A week ago Senator Barack Obama had arranged for a public warning for mutant safety as well as a speech given by Ororo Monroe, the new head mistress of Xavier's School for Gifted Youngsters, explaining that mutants are peace-seeking humans. She expressed the fear mutants have.
"They were so stupid to make it public," Kai muttered, still glaring.
Remy glanced down at her. "Oh?"
"It's not hard to hide from people. It's not hard to keep to yourself, therefore no one bothers you and you can live a remotely normal life."
He stopped walking and faced her, his red and black eyes gently looking into hers. "Remy will nevuh have a normal life."
Kai half smiled, but said nothing. In all complete honesty, she was Remy's escape from his real day-to-day life. He was used as a pawn to his stepfather's Cajun gang of Thieves. He killed people.
"Remember when we found each other?" She smiled, changing the subject to a favorite.
He chuckled, "Mo' like Remy foun' 'oo."
Kai came to New Orleans when she was fourteen years old and on the run from her eighth foster home. She'd dumpster dived for most her meals. Disgusting, but when you're beyond the point of hunger and more poor than a third world country, you don't complain. This was how Remy had stumbled upon her. He was disposing of a body he'd just murdered for his father...and didn't look in the dumpster when he tossed Alan Jackson's cold, stiff, and dripping with blood body inside.
"What the hell?!" Kai had yelled, then started screeching and tearing her way to the top of the garbage pile. Instantly she started puking and freaking out as soon as she toppled out of her dinner spot.
Normally, Remy would have been lost in the shadows and never known to be anywhere near this certain alley. But Kai was small, sickly small. Even he, who was dirt poor and someone else's henchman, wouldn't eat out of a dumpster. " 'Ello?"
Kai's eyes flared at the instant sight of such a large, beautiful man. Wait, not man, murderer. "Oh God, please don't kill me." She whispered.
Remy cracked a smile. "Non, petite. Remy not kill 'oo. Why don' weh sit an' talk?"
She shook her head.
"Petite, Remy not gon' hurt 'oo."
She looked him square in the eyes. "You can't hurt me."
He raised his eyebrows. "Zat so?"
Kai nodded and slowly stood from her kneeling and walked towards him. "Give me your hand."
Curious as he was, Remy held his palm up. His fingers stuck out of his gloved hands.
Slowly, Kai pulled a pocket knife from her jeans pocket and sliced his thumb deeply.

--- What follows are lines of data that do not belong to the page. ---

PR #1298, opened 2022-02-18
[proxy] Don't print passwords

bojanserafimov:
https://github.com/zenithdb/console/issues/608

Maybe it's ok to delete those lines altogether, but we're deleting the entire mgmt endpoint soon so it doesn't matter.


SomeoneToIgnore (approved):

proxy/src/cplane_api.rs
```diff
@@ -59,7 +59,7 @@ impl CPlaneApi<'_> {
             }
 
             let auth_info: ProxyAuthResponse = serde_json::from_str(resp.text().await?.as_str())?;
-            println!("got auth info: #{:?}", auth_info);
+            println!("got auth info [redacted]"); // Content contains password, don't print it
```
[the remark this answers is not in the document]
funbringer: +1, I think custom Debug instance is the way to go. Other than that, the change is obviously good.

proxy/src/mgmt.rs
```diff
@@ -95,7 +95,7 @@ impl postgres_backend::Handler for MgmtHandler {
 }
 
 fn try_process_query(pgb: &mut PostgresBackend, query_string: &str) -> anyhow::Result<()> {
-    println!("Got mgmt query: '{}'", query_string);
+    println!("Got mgmt query [redacted]"); // Content contains password, don't print it
```
funbringer, line 98: Maybe we could use `cfg(debug_assertions)` to print sensitive info only in debug mode. It's not like we'd use debug builds in prod environment, so this seems to be an appropriate measure.

bojanserafimov: Good idea. I don't see the need for this extra complexity today, but if the need arises it's a valid option. Staying on the safe side for now.

PR #1305, opened 2022-02-21
[proxy] Add daemonize option

bojanserafimov:
This should make testing easier, and potentially help with `zenith proxy start` command, if necessary.

### DIFF
--- a/proxy/src/main.rs
+++ b/proxy/src/main.rs
@@ -9,11 +9,11 @@ use anyhow::{bail, Context};
 use clap::{App, Arg};
 use config::ProxyConfig;
 use futures::FutureExt;
-use std::path::{Path, PathBuf};
 use std::future::Future;
+use std::path::{Path, PathBuf};
 use tokio::{net::TcpListener, task::JoinError};
-use zenith_utils::GIT_VERSION;
 use zenith_utils::shutdown::exit_now;
+use zenith_utils::GIT_VERSION;
 
 use crate::config::{ClientAuthMethod, RouterConfig};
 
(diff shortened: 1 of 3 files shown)


proxy/src/main.rs
```diff
@@ -108,6 +123,37 @@ async fn main() -> anyhow::Result<()> {
...
+            .stderr(stderr);
+
+        // XXX: The parent process should exit abruptly right after
+        // it has spawned a child to prevent coverage machinery from
+        // dumping stats into a `profraw` file now owned by the child.
+        // Otherwise, the coverage data will be damaged.
+        match daemonize.exit_action(|| exit_now(0)).start() {
+            Ok(_) => println!("Success, daemonized"),
+            Err(e) => anyhow::bail!("Error, {}", e),
+        }
```
bojanserafimov, line 154: copied from safekeeper. If this PR merges I'll consider making this a zenith util.

funbringer:
I wonder, why do we keep adding this shim to our code if daemonize/systemd/etc could do this for us? Especially considering stuff like [this](https://github.com/mitsuhiko/systemfd).

proxy/src/main.rs
```diff
@@ -108,6 +123,37 @@ async fn main() -> anyhow::Result<()> {
...
+    }
+
+    if arg_matches.is_present("daemonize") {
+        println!("daemonizing...");
+
+        // There should'n be any logging to stdin/stdout. Redirect it to the main log so
+        // that we will see any accidental manual fprintf's or backtraces.
+        let log_file = zenith_utils::logging::init("proxy.log", true)?;
+        let stdout = log_file.try_clone().unwrap();
+        let stderr = log_file;
```
funbringer, line 139: I firmly believe that being able to redirect logs to a file is orthogonal to daemonization. Sure, daemons can't write logs to stdout, but it doesn't necessarily mean that it shouldn't be possible to choose this option whenever we'd like to (this rant mostly refers to pageserver/safekeeper/etc, but this where you took this from).

bojanserafimov:
> I wonder, why do we keep adding this shim to our code if daemonize/systemd/etc could do this for us? Especially considering stuff like [this](https://github.com/mitsuhiko/systemfd). Not to mention that the dep we're using for daemonization is unsound in the presence of threads and whatnots (due to the quirks of fork).

Not sure. Maybe OSX compatibility? I also think the decision to provide a way to daemonize the proxy is orthogonal to the decision of how we daemonize things in zenith. I'm 3 layers of yak shaving deep, and I don't want to enter the 4th layer, so I copied our existing solution (I don't like it either).

bojanserafimov:
converting to draft to explore ways to write proxy python tests without daemonization

PR #1307, opened 2022-02-21
Fix deadcode warnings

dhammika:

### DIFF
--- a/walkeeper/src/control_file.rs
+++ b/walkeeper/src/control_file.rs
@@ -194,31 +194,35 @@ impl Storage for FileStorage {
         })?;
 
         // fsync the file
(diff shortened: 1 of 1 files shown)


petuhovskiy:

Remy gritted his teeth and glared but didn't make a sound. He watched in amazement as the teenager calmly placed her left hand over his bleeding thumb. A strange sensation came over him as the pain slipped away from his thumb. He felt...full of life! As if everything was his for the taking. He could fly if he kept this high any longer. But then, suddenly it vanished. He looked at the girl. She was smiling. He looked at her hand...it was slashed at the thumb and dripping with blood.
"Jesus, Mary, and Joseph..." Remy muttered as he watched the injured thumb of Kai's quickly dissolve into nothing as she healed.
Returning to the present, Kai tugged on Remy's sleeve. "Come on, let's go home. I have jambalaya in the cooler."
He grinned at his petite and took her hand again as they walked home together.